Technical Explanation

The key innovation of the Chain of Preference Optimization (CoPO) approach is the way it shapes the language model's preferences for different steps in the reasoning process. Rather than just optimizing the model's output for the final answer, CoPO also optimizes the model's preferences for generating the individual steps that lead to that answer.

This is done by introducing a "Chain of Preference" (CoP) loss function, which measures how well the model's preferences align with a target sequence of reasoning steps. During training, the model is encouraged to assign higher probabilities to the target steps, helping it learn to generate more coherent and effective chains of thought.

The authors evaluate CoPO on a range of reasoning tasks, including math word problems, logical puzzles, and multi-step question answering. They find that models trained with CoPO consistently outperform baseline models that do not use this preference optimization approach, demonstrating the effectiveness of the technique.

One key insight from the paper is that CoPO helps the model avoid getting "stuck" in local minima or making illogical leaps in its reasoning. By shaping the model's preferences at each step, CoPO guides it towards more effective chains of thought.

Critical Analysis

The Chain of Preference Optimization (CoPO) approach represents a promising step forward in enhancing the reasoning capabilities of large language models. By explicitly modeling the model's preferences for different steps in the reasoning process, the technique helps address a key limitation of current models - their tendency to struggle with maintaining coherent and effective chains of thought.

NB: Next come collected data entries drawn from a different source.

Issue #3689, opened 2025-12-05
Static plotting refactoring


martinfleis:
We got funding from NumFOCUS to work on static plotting aimed at resolution of long-term limitations and refactoring of internals. This is currently work in progress and I'll use this issue to inform about the progress and to gain some feedback.

At the moment, I'd like to share a notebook that contains prototypical implementations solving the legend issues (creation, colorbar size, discrete colour maps), and mapping of styles to values.

As you can see, we change the way how we organise our data into collections. Right now, each geometry type yields a single collection where we map colours manually to individual geometries. This will change, as each category will now have its own collection which style will then propagate to the legend, including edgecolors, hatches and similar.

The next steps will focus on refactoring of internal implementation of plotting functions to make them a bit more manageable, while including these things in there.

The notebook is available here https://gist.github.com/martinfleis/776863d8fbe7730d69015ae80b75bbdc

The overall idea is to ensure that we are as backwards compatible as possible, so the API will probably not change, while it may gain new options (e.g. dict should be allowed in cmap). However, if someone depends on functions for collection plotting, a bits might change there, though I'll try to keep that minimal as well.

m-richards:
Thanks @martinfleis, sorry for taking a while to get back to this. High level, looking at this notebook and the existing code, what you're laying out makes sense with the description of the various issues to be resolved. I think the first class handling of categories makes sense, rather than now where we try and force that into the existing process.

I think small breaks where the layout / colour is different than before but is more generally sensible seems fine.

That said, I'm not super well versed in the plotting code, and it's probably a bit hard to see how it all fits together until it does - and I suppose that might look quite different when splitting the internals to make them more managable. Is there anything specific you'd like input on / what would you need to proceed from here?

martinfleis:
> Is there anything specific you'd like input on / what would you need to proceed from here?

Not really beyond what you said. I just need to properly dedicate time to this which should be feasible in January/February.

bruno-portfolio:
Hello!
If it’s helpful, I can help turn some of the examples into tests or supporting documentation to back the refactor as it moves forward. Let me know if that would be useful, or if there’s another area where I can contribute.

martinfleis:
@bruno-portfolio Testing #3728 across a variety of plot configurations might be the best.

bruno-portfolio:
@martinfleis 

## Testing PR #3728 across plot configurations

Tested on: Python 3.14.0, Windows 11, matplotlib, geopandas `plotting` branch

[...]

PR #3708, opened 2026-01-04
REF:  part 1 of plotting refactoring - patches, collections, series

martinfleis:
This contains part 1 of #3689, which is entirely backwards compatible and a reasonably delimited. A few things happen:

1. Introduction of `_GeoPandasPolyCollection` which allows us to register polygon collections with Matplotlib's legend handler. That way we can eventually stop generating our custom legends. Not used yet, laying ground for upcoming PRs.
2. Refactoring of `_PolygonPatch`, to support multipolygons. There's no need to explode polygons, which simplifies a bit of code (we need to do that with linestrings though. This is the only reason for changes in tests and only actual change of behaviour so far, though it is so deep that I don't think it can be considered breaking.
3. `_plot_polygon_collection` is in turn simplified.
4. Some performance-focused changes in other collection plotting, limiting number of for loops we need to go through.
5. Restructured `plot_series` - not many actual changes but some code reorganisation to make it easier to maintain. A few changes are to make type checker happy.
6. Added type hints in all these parts.

Each of these could be its own PR and I can do that if you want but I am afraid it would make the whole #3689 only longer (more reviews...). We originally wanted to make the entire thing a single PR anyway, so just slicing a part of that into this one.

### DIFF
--- a/geopandas/plotting.py
+++ b/geopandas/plotting.py
@@ -1,8 +1,8 @@
 from __future__ import annotations
 
 import warnings
-from collections.abc import Iterable, Sequence
-from typing import TYPE_CHECKING, Literal
+from collections.abc import Collection, Iterable, Sequence
+from typing import TYPE_CHECKING, Any, Literal
 
 import numpy as np
 import pandas as pd
@@ -717,6 +717,7 @@ def plot_dataframe(
             UserWarning,
             stacklevel=3,
         )
+        # TODO should these both be supported if column is a column-name?
         column = None
 
     try:
@@ -862,17 +863,12 @@ def plot_dataframe(
     if categorical:
         if cmap is None:
             cmap = "tab10"
-
-        cat = pd.Categorical(values, categories=categories)
+        cat = _check_invalid_categories(categories, values)
+        # if isinstance(values, pd.Categorical):
+        #     cat = values
+        # else:
+        #     cat = pd.Categorical(values, categories=categories)
         categories = list(cat.categories)
-
-        # values missing in the Categorical but not in original values
-        missing = list(np.unique(values[~nan_idx & cat.isna()]))
-        if missing:
-            raise ValueError(
-                "Column contains values not listed in categories. "
-                f"Missing categories: {missing}."
-            )
 
         values = cat.codes[~nan_idx]
         vmin = 0 if vmin is None else vmin
@@ -1026,6 +1022,35 @@ def plot_dataframe(
 
     ax.figure.canvas.draw_idle()
     return ax
+
+
+def _check_invalid_categories(
+    categories: Collection[Any] | None, values
+) -> pd.Categorical:
+    if categories is None:
+        cat = pd.Categorical(values, categories=categories)
+    else:
+        # Pandas 4 compat https://github.com/pandas-dev/pandas/pull/62142
+        # Could potentially be replaced with a try/except on the above once the warning
+        # becomes an exception. This logic is derived from
+        # pandas/core/arrays/categorical.py::_get_codes_for_values
+        dtype = CategoricalDtype._from_values_or_dtype(values, categories)
+        categories = dtype.categories
+        codes = categories.get_indexer_for(values)
+        wrong = (codes == -1) & ~pd.isna(values)
+        if wrong.any():
+            missing = list(np.unique(values[wrong]))
+        else:
+            missing = []
+            codes_downcast = pd.core.dtypes.cast.coerce_indexer_dtype(codes, categories)
+            cat = pd.Categorical.from_codes(codes_downcast, categories)
+
+        if missing:
+            raise ValueError(
+                "Column contains values not listed in categories. "
+                f"Missing categories: {missing}."
+            )
+    return cat
 
 
 @doc(plot_dataframe)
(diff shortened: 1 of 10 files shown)


geopandas/plotting.py
```diff
@@ -103,78 +131,97 @@ def _PolygonPatch(polygon, **kwargs):
...
+        )
+    else:
+        paths = []
+        for part in polygon.geoms:
+            # exteriors
+            paths.append(Path(np.asarray(part.exterior.coords)[:, :2], closed=True))
+            # interiors
+            for ring in part.interiors:
+                paths.append(Path(np.asarray(ring.coords)[:, :2], closed=True))
+        path = Path.make_compound_path(*paths)
```
m-richards:
```suggestion
                paths = []
        for part in polygon.geoms:
            # exteriors
            paths.append(Path(np.asarray(part.exterior.coords)[:, :2], closed=True))
            # interiors
            paths.extend(
                Path(np.asarray(ring.coords)[:, :2], closed=True)
                for ring in part.interiors
            )
        path = Path.make_compound_path(*paths)
```
list comp should be slightly faster and the blocks are then more similar. Or this can be treated all together;

```python
    if polygon.geom_type == "Polygon":
        parts = [polygon]
    else:
        parts = polygon.geoms
    paths = []
    for part in parts:
        # exteriors
        paths.append(Path(np.asarray(part.exterior.coords)[:, :2], closed=True))
        # interiors
        paths.extend(
            Path(np.asarray(ring.coords)[:, :2], closed=True)
            for ring in part.interiors
        )
    path = Path.make_compound_path(*paths)
```

geopandas/plotting.py
```diff
@@ -1,23 +1,49 @@
...
+
+def _sanitize_geoms(
+    geoms: geopandas.GeoSeries, prefix: str = "Multi"
+) -> tuple[geopandas.GeoSeries, np.ndarray]:
+    """Return sanitized geometry with the indices of original geometry.
 
-def _sanitize_geoms(geoms, prefix="Multi"):
-    """Return Series like geoms and index, except that any Multi geometries
+    1. Normalize all geometry to ensure holes are correctly plotted.
+    2. Explode multi-part gometries to individual components. This generates an
```
m-richards:
```suggestion
    2. Explode multi-part geometries to individual components. This generates an
```

geopandas/plotting.py
```diff
@@ -103,78 +131,97 @@ def _PolygonPatch(polygon, **kwargs):
...
         att: value
         for att, value in kwargs.items()
         if att not in ["markersize", "marker"]
     }
 
-    # Add to kwargs for easier checking below.
-    if color is not None:
-        kwargs["color"] = color
-
-    _expand_kwargs(kwargs, multiindex)
```
m-richards, line 171: self question as I review, how is this bit replaced

geopandas/plotting.py
```diff
@@ -406,28 +463,49 @@ def plot_series(
...
+    # if cmap is specified, create range of colors based on cmap
     if cmap is not None:
         values = np.arange(len(s))
-        if hasattr(cmap, "N"):
+        if isinstance(cmap, Colormap) and hasattr(cmap, "N"):
+            # repeat for cmap with limited number of colors
             values = values % cmap.N
-        style_kwds["vmin"] = style_kwds.get("vmin", values.min())
-        style_kwds["vmax"] = style_kwds.get("vmax", values.max())
+        style_kwds["vmin"] = values.min()
```
m-richards, line 487: this change means that vmin and vmax are no longer customisable, but I gather that's a good thing in the cmap case as it didn't make sense.

geopandas/plotting.py
```diff
@@ -406,28 +463,49 @@ def plot_series(
...
-    expl_series = geopandas.GeoSeries(geoms)
+        # ensure proper mapping of values to components of GeometryCollections
+        values = np.take(values, multiindex, axis=0)
 
-    geom_types = expl_series.geom_type
+    # if color is specified as a list-like, ensure it is properly mapped to components
+    elif color is not None:
+        color_given = pd.api.types.is_list_like(color) and len(color) == len(s)
+        # have colors been given for all geometries?
+        if pd.api.types.is_list_like(color) and len(color) == len(s):
```
m-richards:
```suggestion
        if color_given:
```

m-richards:
```suggestion
        if color_given:
```

m-richards (commented):
Had a first look, I need to have another glance through though

geopandas/plotting.py
martinfleis: Yes, if you want to directly map colour to value, you shall use plot_dataframe which has all the capability to do that.

geopandas/plotting.py
martinfleis: We don' need this as we don't explode MultiPolygons anymore. PolygonPatch directly supports MultiPolygons.

martinfleis: And also because color is no longer and argument but goes directly through kwargs here.

m-richards (approved):
Having a second read through, I think this all makes sense and definitely does clean things up.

That said, the paper does not explore some potential limitations or caveats of the CoPO approach. For example, it's unclear how well the technique would scale to more complex, open-ended reasoning tasks, where the space of possible reasoning steps is much larger and less structured.

Additionally, the paper does not delve into potential negative societal impacts or ethical considerations around deploying such a powerful reasoning system. As language models become more advanced, it will be increasingly important to carefully examine these types of issues.

Overall, though, the CoPO technique represents an intriguing and valuable contribution to the field of AI reasoning. By focusing on the model's decision-making process rather than just the final output, it points the way towards more robust and effective chain-of-thought reasoning in language models.


The Chain of Preference Optimization (CoPO) approach introduced in this paper represents an important step forward in improving the chain-of-thought reasoning capabilities of large language models. By explicitly optimizing the model's preferences for different steps in the reasoning process, CoPO helps the model maintain more coherent and effective chains of thought, avoiding the tendency to get stuck in local minima or make illogical leaps.

The authors demonstrate the effectiveness of CoPO across a range of reasoning tasks, showing that models trained with this technique consistently outperform baseline models. While the paper does not explore all potential limitations or negative implications of the approach, it represents a valuable contribution to the ongoing efforts to enhance the reasoning abilities of powerful AI systems.

As language models continue to advance, techniques like CoPO will likely become increasingly important for unlocking their full potential as tools for complex problem-solving and decision-making. By focusing on the model's internal decision-making processes, rather than just the final outputs, CoPO points the way towards more robust and effective chain-of-thought reasoning in the years to come.